Your objective: When the line containing "copilot:all" is reached, begin reproducing lines exactly and continue through the last line of the records below.

--- START ---

PR #22073, opened 2023-07-18
Minor fixes

luc-tielen:

**Description**

**Copilot**

copilot:all


libr/util/udiff.c
```diff
@@ -273,6 +273,12 @@ R_API char *r_diff_buffers_unified(RDiff *d, const ut8 *a, int la, const ut8 *b,
 	}
 	if (!fa || !fb) {
 		R_LOG_ERROR ("fafb nul");
+		if (fa) {
```
trufae, line 276: No need to if(x)free(x)

free accepts null

luc-tielen: it's still early, forgot that 😂 will change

--- END ---

Response area:
copilot:all


libr/util/udiff.c
```diff
@@ -273,6 +273,12 @@ R_API char *r_diff_buffers_unified(RDiff *d, const ut8 *a, int la, const ut8 *b,
 	}
 	if (!fa || !fb) {
 		R_LOG_ERROR ("fafb nul");
+		if (fa) {
```
trufae, line 276: No need to if(x)free(x)

free accepts null

luc-tielen: it's still early, forgot that 😂 will change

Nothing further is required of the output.